PR #192, opened 2019-09-24
Support ktlint

ybiquitous:
*ktlint* is a linter for Kotlin.
See <https://github.com/pinterest/ktlint>.

See also https://github.com/sider/sider-docs/pull/198


ybiquitous:
Thank you for your review!

> Will users set `gradle` and `maven` configs?

Honestly, I'm not sure how many users will set them. But I assume a build tool like Maven or Gradle is used in a large Java project.

yykamei:
I see. For such big projects, `gradle` and` maven` options seem useful and they can easily introduce Sider to their projects.

Issue #129, opened 2019-09-19
Manage Java dependencies via Maven


ybiquitous:
Like #99. This will make Dependabot auto-update available on tools' update!

See https://dependabot.com/java/

ybiquitous:
`mvn install` command is too slow. It does many tasks such as downloading all dependencies, compiling, and so on.

ybiquitous:
Close via #216, #222, #224

PR #216, opened 2019-09-27
Manage Checkstyle dependency via Maven

ybiquitous:
This is a challenge for #129.

### DIFF
--- a/lib/runners/processor/checkstyle.rb
+++ b/lib/runners/processor/checkstyle.rb
@@ -41,10 +41,6 @@ module Runners
       args
     end
 
-    def jar_path
-      ENV["CHECKSTYLE_JAR_PATH"] || "/usr/local/share/checkstyle-all.jar"
-    end
-
     def checkstyle(*args, config: nil, format: nil, excludes: nil, properties: nil)
       capture3("java", *checkstyle_common_options, *checkstyle_args(*args, config: config, format: format, excludes: excludes, properties: properties))
     end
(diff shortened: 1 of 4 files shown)


lib/runners/processor/checkstyle.rb
```diff
@@ -41,10 +41,6 @@ def checkstyle_args(*args, config:, format:, excludes:, properties:)
       args
     end
 
-    def jar_path
-      ENV["CHECKSTYLE_JAR_PATH"] || "/usr/local/share/checkstyle-all.jar"
```
ybiquitous: `CHECKSTYLE_JAR_PATH` is unused.

lib/runners/processor/checkstyle.rb
```diff
@@ -54,7 +50,11 @@ def checkstyle!(*args, config: nil, format: nil, excludes: nil, properties: nil)
     end
 
     def checkstyle_common_options
-      ["-Duser.country=#{locale.country}", "-Duser.language=#{locale.language}", "-jar", jar_path]
+      %W[
+        -Duser.country=#{locale.country}
+        -Duser.language=#{locale.language}
+        com.puppycrawl.tools.checkstyle.Main
```
ybiquitous: [note]
- Before: Using an executable JAR does not need the main class name.
- After: Using `CLASSPATH` needs the main class name (with multiple JAR files).

ybiquitous:
It works expectedly! 🎉

Issue #131, opened 2019-09-19
Drop RuboCop "<= 0.60.0"


ybiquitous:
We'd like to upgrade Ruby to version 2.6. Now, only RuboCop uses Ruby 2.5.

https://github.com/sider/runners/blob/15b8cc14510844c67fafe84acfe8cb60418412b3/images/rubocop/Dockerfile#L7-L16

---

> RuboCop versions less than v0.61.0 cannot use Psych.safe_load in Ruby 2.6.

--- https://github.com/sider/runners/issues/57#issuecomment-530858769

ybiquitous:
See #599

PR #228, opened 2019-09-30
Add deprecation warning for too old RuboCop versions

ybiquitous:
See #131


ybiquitous:
@yykamei Do you have any opinions about this PR?

PR #239, opened 2019-10-02
Use `master` tag for devon_rex images

ybiquitous:
These tags should be updated before release.


ybiquitous:
This PR will increase one task on release. What do you think? @yykamei

ybiquitous:
Ooops, I'll fix gometalinter's smoke tests. 😖

yykamei:
> This PR will increase one task on release.

What do you mean?

ybiquitous:
For example, following changes will be needed before release.

```diff
-FROM sider/devon_rex_ruby:master
+FROM sider/devon_rex_ruby:2.3.0
```

1. Change `FROM` of all `Dockerfile`s.
2. Open PR.
3. Release

yykamei:
After releasing, should we get the tag back to `master`? I'm not confident in doing the flow of operations without forgetting.

The purpose of this PR is to make the CI always test the devon_rex with `master`, right?

ybiquitous:
Hm, I think that using `master` instead of a tag` on production will make debugging hard.

This PR purpose is to run smoke tests of Runners using unreleased devon_rex images.

But, when we will release the new version of Runners, we should change tags of devon_rex images from `master` to the devon_rex images' latest tag (e.g. `2.3.0`).

The release workflow will be like this:

1. Change devon_rex images' tags from `master` to the latest tag (e.g. `2.3.0`).
2. Open a PR including the tag changes above.
3. CI pass.
4. Merge the PR.
5. Release a new version of Runners. (tagging and publishing)
6. Change back devon_rex images' tags from `2.3.0` to `master`. (back to developing)

We will want a new Rake task that automates the workflow.

yykamei:
Thanks, I understood.

I'm not sure what to do or how to do, but `devon_rex` and `runners` should be integrated into one repository if such needs exist. Of course, creating another Rake task would help us, but this still creates extra commits and takes a little long time to release.

ybiquitous:
Currently, making one repository will reduce complexity but CI build time will increase.
Perhaps, we need to consider more what pros and cons it will produce.

PR #249, opened 2019-10-03
Retrieve --head, --head-key, --base, and --base-key from env

### LINKED ISSUE #246: Receive sensitive data from environment variables
Like #205, runners should receive sensitive data from environment variables.
Specifically, `--head-key` and `--base-key` must not be exposed.

yykamei:
Resolve #246

`--head` and `--base` are also secure information in Sider.


yykamei:
@ybiquitous What do you think about this PR?

Issue #238, opened 2019-10-02
Lock MeowCop version for RuboCop runner


ybiquitous:
Currently, the latest version of MeowCop is installed and used at runtime.
This behavior can make tests unstable.

https://github.com/sider/runners/blob/b452d0eaa2e4d844e2ac9fe08be50786fb8daf45/lib/runners/processor/rubocop.rb#L80

ybiquitous:
Related to #237

ybiquitous:
The latest MeowCop requires usually the latest RuboCop. When a user's Rubocop version is not the latest, the installation of MeowCop 2.4.0 (requires RuboCop 0.75.0+) will fail.

https://github.com/sider/meowcop/blob/5522707261ce651ae95d6aa1d71642f648a4a805/meowcop.gemspec#L30

ybiquitous:
We cannot lock MeowCop versions now.

PR #298, opened 2019-10-09
Fix failed smoke test for RuboCop runner

ybiquitous:
The cause is that new MeowCop version 2.4.0 has been released.
See https://github.com/sider/meowcop/blob/master/CHANGELOG.md#240-2019-10-08

Related to #238


ybiquitous:
CI passed! 🎉

PR #306, opened 2019-10-10
Use timeout(1) to forcefully terminate too late Runners

yykamei:
Relevant PR is #305

### DIFF
--- a/Rakefile
+++ b/Rakefile
@@ -153,6 +153,23 @@ namespace :docker do
     sh "bin/runners_smoke #{image_name} test/smokes/#{analyzer}/expectations.rb"
   end
 
+  desc 'Run timeout test'
+  task :timeout_test do
+    File.write('bin/runners', <<~EOF)
+      #!/usr/bin/env ruby
+      require "open3"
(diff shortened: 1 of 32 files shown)


Rakefile
```diff
@@ -153,6 +153,23 @@ namespace :docker do
...
+  task :timeout_test do
+    File.write('bin/runners', <<~EOF)
+      #!/usr/bin/env ruby
+      require "open3"
+      Open3.capture3('sleep 10')
+    EOF
+    ENV['RUNNERS_TIMEOUT'] = '5s'
+    Rake::Task['docker:build'].invoke
+    sh "docker run --rm #{image_name}" do |_ok, res|
+      res.exitstatus == 124 or abort "Expected exit status is 124, but the actual value is #{res.exitstatus}"
```
yykamei: > __[Querly]__ Process#exitstatus may be nil ([link](https://sider.review/gh/repos/202486306/pulls/306#issue-4683213))
>
> <details>
>
>
>
>
> </details>

When the value is `nil`, the CI fails expectedly. There's no problem.

PR #1105, opened 2020-05-18
[Refactor] Use head source directory as `Workspace#working_dir`

ybiquitous:
I don't think we need to create another working directory for a head source code.
This change aims to simplify the code in the `Workspace#open` method.

This also removes extra copying from `head_path` to `working_dir`,
so it probably can improve the performance a bit.

Related to #1104

Note: This PR is preparation for #951.

### DIFF
--- a/lib/runners/workspace.rb
+++ b/lib/runners/workspace.rb
@@ -37,26 +37,23 @@ module Runners
     # @yieldparam changes [Runners::Changes]
     def open
       prepare_ssh do |git_ssh_path|
+        trace_writer.header "Setting up source code"
+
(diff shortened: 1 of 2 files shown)


ybiquitous:
@yykamei Could you please review if you have time?

ybiquitous:
Good question. 👍 
I think there is no problem because this change does not change the behavior of `Workspace::Git`:

https://github.com/sider/runners/blob/286cf3b9551e680e864a37a190b3975dbd17f16c/lib/runners/workspace/git.rb#L27

Right?

ybiquitous:
Thank you for your review. 😸

PR #1111, opened 2020-05-19
Optimize `Workspace::Git#patches`

ybiquitous:
This change aims to prevent that `git diff` is accidentally called twice.


ybiquitous:
`#patches` is called once here:

https://github.com/sider/runners/blob/1872fe0658bb5dcf2211be25103c1879d552e0bf/lib/runners/workspace.rb#L53

PR #1117, opened 2020-05-21
[GolangCI-Lint] Explicitly set `--timeout`

ybiquitous:
If the `--timeout` option is not set on the command-line, users can change the value they want via `.golangci.yml`.
This change aims to prevent the change by users.

Also, we need to consider the top-level timeout value:

https://github.com/sider/runners/blob/1231de0ca047c7a23449ab1a7bb0751f39f16643/images/Dockerfile.end.erb#L11

Note: The GolangCI-Lint's default value is `1m`. It's too little.
https://golangci-lint.run/usage/configuration/#command-line-options

### DIFF
--- a/lib/runners/processor/golangci_lint.rb
+++ b/lib/runners/processor/golangci_lint.rb
@@ -75,12 +75,20 @@ module Runners
     def analyzer_options
       [].tap do |opts|
         analysis_targets.each { |target| opts << target }
+
+        # NOTE: Always override the value in `.golangci.yml`
         opts << "--out-format=json"
         opts << "--print-issued-lines"
         opts << "--print-linter-name"
         opts << "--issues-exit-code=0"
         opts << "--color=never"
         opts << "--concurrency=2"
+
+        # NOTE: The value should be less than the top-level timeout value.
+        #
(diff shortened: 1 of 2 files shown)


lib/runners/processor/golangci_lint.rb
```diff
@@ -75,12 +75,20 @@ def run_analyzer
...
         opts << "--print-issued-lines"
         opts << "--print-linter-name"
         opts << "--issues-exit-code=0"
         opts << "--color=never"
         opts << "--concurrency=2"
+
+        # NOTE: The value should be less than the top-level timeout value.
+        #
+        # @see https://github.com/sider/runners/blob/1231de0ca047c7a23449ab1a7bb0751f39f16643/images/Dockerfile.end.erb#L11
+        opts << "--timeout=15m"
```
ybiquitous, line 90: @yykamei What do you think about the value `15m`?

yykamei: It makes sense. According to our data within the last 24 hours, the max analysis time of GolangCI-Lint is 47 seconds. 15 minutes is sufficient and reasonable.

ybiquitous: Thank you! 👍

PR #1122, opened 2020-05-22
Support PMD CPD

### LINKED ISSUE #812: Support PMD CPD
## Information

- Website: https://pmd.github.io/latest/pmd_userdocs_cpd.html
- Source code: https://github.com/pmd/pmd
- Language: Many. See the [supported languages](https://pmd.github.io/latest/pmd_userdocs_cpd.html#supported-languages)

## Why do you need the tool?

Any CPD (Copy Paste Detector) tools have not been supported.

## Additional context

None.

## See also

None.

suetsuguk:
Fix #812

- [x] Add smoke tests for `--encoding`, `--non-recursive` and `--skip-lexical-errors` with C# files
- [x] Consider using `--failOnViolation`

It says:
By default CPD exits with status 4 if code duplications are found. Disable this option with --failOnViolation false to exit with 0 instead and just write the report.

In the current implementation, the runner will report `Results::Failure()` even if no code duplications are found. ->It was my misunderstanding. The smoke test 'no_issues' works fine.

Doc: https://github.com/sider/sider-docs/pull/431


images/pmd_cpd/Dockerfile.erb
```diff
@@ -0,0 +1,13 @@
+<%= render_erb 'images/Dockerfile.java.erb' %>
+<%= render_erb 'images/Dockerfile.base.erb' %>
+
+COPY --chown=<%= chown %> images/pmd_cpd/cpd ${RUNNER_USER_HOME}/bin/
+
+# NOTE: PMD does not have a CLI option to show its version.
+COPY --chown=<%= chown %> images/pmd_cpd/ShowPMDVersion.java ${RUNNER_USER_HOME}/bin/
+COPY --chown=<%= chown %> images/pmd_cpd/show_pmd_version ${RUNNER_USER_HOME}/bin/
```
ybiquitous, line 8: [suggestion] How about borrowing the files in `images/pmd_java` as follows?

```suggestion
COPY --chown=<%= chown %> images/pmd_java/ShowPMDVersion.java ${RUNNER_USER_HOME}/bin/
COPY --chown=<%= chown %> images/pmd_java/show_pmd_version ${RUNNER_USER_HOME}/bin/
```

If doing so, `images/pmd_cpd/{show_pmd_version,ShowPMDVersion.java}` can be removed.

images/pmd_cpd/pom.xml
```diff
@@ -0,0 +1,14 @@
+<?xml version="1.0" encoding="UTF-8"?>
+<project>
+  <modelVersion>4.0.0</modelVersion>
+  <groupId>sider</groupId>
+  <artifactId>runners</artifactId>
+  <version>1.0.0</version>
+  <dependencies>
+    <dependency>
+      <groupId>net.sourceforge.pmd</groupId>
+      <artifactId>pmd-java</artifactId>
```
ybiquitous, line 10: [question] If we want to support all the languages, don't we need to change it as follows?

```suggestion
      <artifactId>pmd-dist</artifactId>
```

https://mvnrepository.com/artifact/net.sourceforge.pmd/pmd-dist

lib/runners/processor/pmd_cpd.rb
```diff
@@ -0,0 +1,199 @@
+module Runners
+  class Processor::PmdCpd < Processor
+    include Java
+
+    Schema = StrongJSON.new do
+      let :runner_config, Schema::BaseConfig.base.update_fields { |fields|
+        fields.merge!({
+                    minimum_tokens: numeric?,
+                    files: string?,
+                    filelist: string?,
```
ybiquitous, line 10: [suggestion] How about specifying target files or directories more easily?

```suggestion
                    files: enum(string, array(string)),
```

E.g. Support only `files` (required):

```yaml
linter:
  pmd_cpd:
    files: src #=> --files src
    # or
    files: [src, lib] #=> --files src --files lib
    # or
    files: [path/to/Some.java, src] #=> --files path/to/Some.java --files src
```

Ruby code:

```ruby
Array(config_linter[:files] || DEFAULT_FILES).map { |v| ["--files", v] }
```

See https://pmd.github.io/latest/pmd_userdocs_cpd.html#cli-usage

lib/runners/processor/pmd_cpd.rb
```diff
@@ -0,0 +1,199 @@
+module Runners
+  class Processor::PmdCpd < Processor
+    include Java
+
+    Schema = StrongJSON.new do
+      let :runner_config, Schema::BaseConfig.base.update_fields { |fields|
+        fields.merge!({
+                    minimum_tokens: numeric?,
```
ybiquitous, line 8: [suggestion] How about using `-` instead of `_`? Original CLI flags use `-`, so I think users are less confused.

```suggestion
                    minimum-tokens: numeric?,
```

Ruby code:

```diff
-config_linter[:minimum_tokens]
+config_linter[:"minimum-tokens"]
```

Other flags are the same.

test/smokes/pmd_cpd/expectations.rb
```diff
@@ -0,0 +1,378 @@
...
+}]
+      },
+      git_blame_info: nil
+    }
+  ],
+  analyzer: { name: "PMD CPD", version: "6.23.0" }
+)
+
+s.add_test(
+  "broken_sideci_yml",
```
ybiquitous, line 138: [suggestion] `sideci.yml` is old, so please use `sider.yml` instead. 🙏 


```suggestion
  "broken_sider_yml",
```

lib/runners/processor/pmd_cpd.rb
```diff
@@ -0,0 +1,199 @@
...
+    DEFAULT_FILES = ".".freeze
+
+    register_config_schema(name: :pmd_cpd, schema: Schema.runner_config)
+
+    def analyzer_version
+      @analyzer_version ||= capture3!("show_pmd_version").yield_self { |stdout,| stdout.strip }
+    end
+
+    def analyzer_bin
+      "cpd"
```
yykamei, line 50: [nitpick] You can remove this method overriding if you rename the file `images/pmd_cpd/cpd` to `images/pmd_cpd/pmd_cpd`. Of course, you can keep the code as it is.

images/pmd_cpd/Dockerfile.erb
suetsuguk: Good call!
Fixed. commit ffdbdeeec9214f7f9518a60e0bb4b3f5c2befaa3

lib/runners/processor/pmd_cpd.rb
suetsuguk: Good call!
Fixed. commit 8cc0eb507a0a1c0bac6e954c2f995c8cb7ed8349

lib/runners/processor/pmd_cpd.rb
suetsuguk: Good call!
Fixed. commit 2b3488b8aa47595daf381b39e1bf9aa2d9a13dbb

test/smokes/pmd_cpd/expectations.rb
suetsuguk: peace of cake.
Fixed. commit 50308ffeecbc22479ce5bdb1e8f3ac065b4c0530

lib/runners/processor/pmd_cpd.rb
suetsuguk: Good call!
Fixed. commit eb37f18a034beb2d1682220861dfd1eb9aad6927

images/pmd_cpd/pom.xml
suetsuguk: Good call!
The PMD CPD in pmd-java failed to analyze C/C++ source files. The pmd-dist package contains a support module for each language and enables us to analyze properly.
Fixed. commit 1475a277dacc5f6af25882246fa024115c1efa50

analyzers.yml
```diff
@@ -104,6 +104,10 @@ analyzers:
     name: PHPMD
     github: phpmd/phpmd
     doc: tools/php/phpmd
+  pmd_cpd:
+    name: PMD CPD
+    github: pmd/pmd
+    doc: tools/others/pmd_cpd
```
ybiquitous, line 110: [nitpick]

```suggestion
    doc: tools/others/pmd-cpd
```

README.md
```diff
@@ -36,6 +36,7 @@ All 36 analyzers are provided as a Docker image:
 | Phinder | [docker](https://hub.docker.com/r/sider/runner_phinder), [source](https://github.com/sider/phinder), [doc](https://help.sider.review/tools/php/phinder) | ✅ |
 | PHP_CodeSniffer | [docker](https://hub.docker.com/r/sider/runner_code_sniffer), [source](https://github.com/squizlabs/PHP_CodeSniffer), [doc](https://help.sider.review/tools/php/codesniffer) | ✅ |
 | PHPMD | [docker](https://hub.docker.com/r/sider/runner_phpmd), [source](https://github.com/phpmd/phpmd), [doc](https://help.sider.review/tools/php/phpmd) | ✅ |
+| PMD CPD | [docker](https://hub.docker.com/r/sider/runner_pmd_cpd), [source](https://github.com/pmd/pmd), [doc](https://help.sider.review/tools/others/pmd_cpd) | ✅ |
```
suetsuguk, line 39:
```suggestion
| PMD CPD | [docker](https://hub.docker.com/r/sider/runner_pmd_cpd), [source](https://github.com/pmd/pmd), [doc](https://help.sider.review/tools/others/pmd-cpd) | ✅ |
```

Refer to https://github.com/sider/sider-docs/pull/431#discussion_r430216578

ybiquitous: Yes, right. When you change `analyzers.yml` and run `rake readme:generate`, the README part will be updated correctly. 👌

lib/runners/processor/pmd_cpd.rb
```diff
@@ -0,0 +1,191 @@
...
+      return {
+        lines: lines,
+        tokens: tokens,
+        files: fileobjs,
+        codefragment: codefragment
+      }
+    end
+
+    def option_files
+      Array(config_linter[:files] || DEFAULT_FILES).map { |v| ["--files", v] }.flatten
```
ybiquitous, line 121: [IMO] PMD CPD's `--files` name is so confusing... 😢 (not need to fix)

lib/runners/processor/pmd_cpd.rb
```diff
@@ -0,0 +1,191 @@
...
+        *option_skip_duplicate_files,
+        *option_non_recursive,
+        *option_skip_lexical_errors,
+        *option_ignore_annotations,
+        *option_ignore_identifiers,
+        *option_ignore_literals,
+        *option_ignore_usings,
+        *option_no_skip_blocks,
+        *option_skip_blocks_pattern,
+        "--format", "xml",
```
ybiquitous, line 186: [suggestion] What about setting `--failOnViolation false`?

```suggestion
        "--format", "xml",
        "--failOnViolation", "false",
```

If doing so, `#run_analyzer` method will be simpler (because `capture3!` can be used):

```ruby
def run_analyzer
  stdout, = capture3!(analyzer_bin, *cli_options)
    construct_result(result, stdout)
  end
end
```

`capture3!` method can raise `Shell::ExecError` if the process exits with the non-zero code.

Also, I think the following code is not good. Because `Results::Failure` is returned when `exitstatus` is not `0` or `4`.
`Results::Failure` is due to user's misconfiguration etc. and is not reported to Bugsnag, so we will be hard to notice what happens if unexpected errors occur.

```
if status.success? || status.exitstatus == 4
    construct_result(result, stdout, stderr)
  end
else
  Results::Failure.new(guid: guid, analyzer: analyzer, message: "Unexpected error occurred. Please see the analysis log.")
end
```

lib/runners/processor/pmd_cpd.rb
```diff
@@ -0,0 +1,191 @@
...
+        Results::Success.new(guid: guid, analyzer: analyzer).tap do |result|
+          construct_result(result, stdout, stderr)
+        end
+      else
+        Results::Failure.new(guid: guid, analyzer: analyzer, message: "Unexpected error occurred. Please see the analysis log.")
+      end
+    end
+
+    def construct_result(result, stdout, stderr)
+      stdout.sub!(/encoding=".*?"/,'') # Remove the encoding attribute to read this XML as UTF-8. The PMD CPD writes an XML report as UTF-8 with the inconsistent encoding attribute value when the --encoding option is specified.
```
ybiquitous, line 64: [suggestion] What about the following refactoring?

- Make the trailing long line comment readable to show it without page scrolling.
- Clarity replacing the XML declaration.

```suggestion
      # HACK: Remove the encoding attribute to read this XML as UTF-8.
      #       The PMD CPD writes an XML report as UTF-8 with the inconsistent encoding attribute value when the --encoding option is specified.
      stdout.sub!(/<?xml version="1.0" encoding=".+"?>/, '<?xml version="1.0"?>')

```

lib/runners/processor/pmd_cpd.rb
yykamei: Agreed. :thinking: Would it be better to use `target` instead of `files`?

ybiquitous: Umm..., it's difficult. Because CPD's flag name is `--files`. If we would use `target`, CPD users might be confused.

yykamei: I see. Let's consider later. Anyway, it's OK to keep the code :+1:

ybiquitous:
> it might be difficult to read the Hashed issue ID like `069e8856ac66563b0c6e50b615209face9958fa7`.

It seems a bad UX, but I don't have any idea... 🤷

analyzers.yml
suetsuguk: LGTM
Fixed. commit 2fb310be18c5c6543dc839f8bf3b9614a37d87d0

README.md
suetsuguk: Fixed. commit 2fb310be18c5c6543dc839f8bf3b9614a37d87d0
Now 'rake readme:generate' succeeds.

suetsuguk:
> Oh, I forgot it. 😅 Can you change `.dependabot/config.yml` to add PMD CPD?
> 
> https://github.com/sider/runners/blob/b1bc3d889987e912ed4430c0ae4416e15314b37c/.dependabot/config.yml#L25-L27

LGTM
Fixed. commit 255027a6e36cd1b77116fb8380971b1844c497b1

lib/runners/processor/pmd_cpd.rb
suetsuguk: I am concerned about changes of the XML declaration in the future, e.g. adding new attributes. But we already have smoke tests to detect the changes, so I have accepted your suggestion.
commit ddaa70724b929a934c6cdff64e86eab062e8f8b5

Also I have replaced `encoding="foo"` with `encoding="UTF-8"` rather than just deleting, so that the parser uses 'UTF-8' instead of the default encoding.
https://github.com/sider/runners/commit/ddaa70724b929a934c6cdff64e86eab062e8f8b5#diff-78e7c4c97abb54a5880bb4582b2322c8R66

ybiquitous: Thanks!

lib/runners/processor/pmd_cpd.rb
suetsuguk: That makes sense. Thank you for the detailed explanation.
Fixed. commit b090cb1fe9f00c829be4f1d976b9665ae0d54b7e

suetsuguk:
I happen to find that PMD CPD writes a list of files being skipped to stderr in the case below:
- found files of the same name and size when --skip-duplicate-files is enabled
- found files which can't be tokenized when --skip-lexical-errors is enabled

I have added the messages to the warning list with the `add_warning` method not to squash them.
https://github.com/sider/runners/pull/1122/files#diff-78e7c4c97abb54a5880bb4582b2322c8R62-R68

```
    def raise_warnings(stderr)
      stderr.each_line do |line|
        if line.start_with?("Skipping")
          add_warning line.gsub(working_dir.to_s + '/', '')
        end
      end
    end

  warnings: [
    {
      message: "Skipping src/bar/baz/こんにちは.1.eucjp.cs. Reason: Lexical error in file src/bar/baz/こんにちは.1.eucjp.cs at line 20, column 13.  Encountered: token recognition error at: '｣'",
      file: nil
    },
    {
      message: "Skipping src/bar/こんにちは.2.sjis.cs since it appears to be a duplicate file and --skip-duplicate-files is set",
      file: nil
    },
    {
      message: "Skipping src/baz/こんにちは.2.sjis.cs since it appears to be a duplicate file and --skip-duplicate-files is set",
      file: nil
    }
  ],
```

lib/runners/processor/pmd_cpd.rb
ybiquitous: Nice! 👏

ybiquitous:
Good catch! 👍

ybiquitous:
Could you please re-run `bundle exec rake readme:generate` and push the change to make the failed commit status green? 🙏

CHANGELOG.md
```diff
@@ -6,6 +6,8 @@ All notable changes to this project will be documented in this file.
 
 [Full diff](https://github.com/sider/runners/compare/0.25.4...HEAD)
 
+- [PMD CPD] New support [#1122](https://github.com/sider/runners/pull/1122)
+
```
ybiquitous, line 10: Please update the entry before merge. 🙏 
(0.26.0 was released)

ybiquitous:
@suetsuguk Please *squash and merge*. And ignore Codacy failure. 🙏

------------------------------------------------------------

#### [WORK ORDER]
For the word "excludes", count the lines of the data that contain it and give only the count.

#### [EXPECTED ANSWER]
4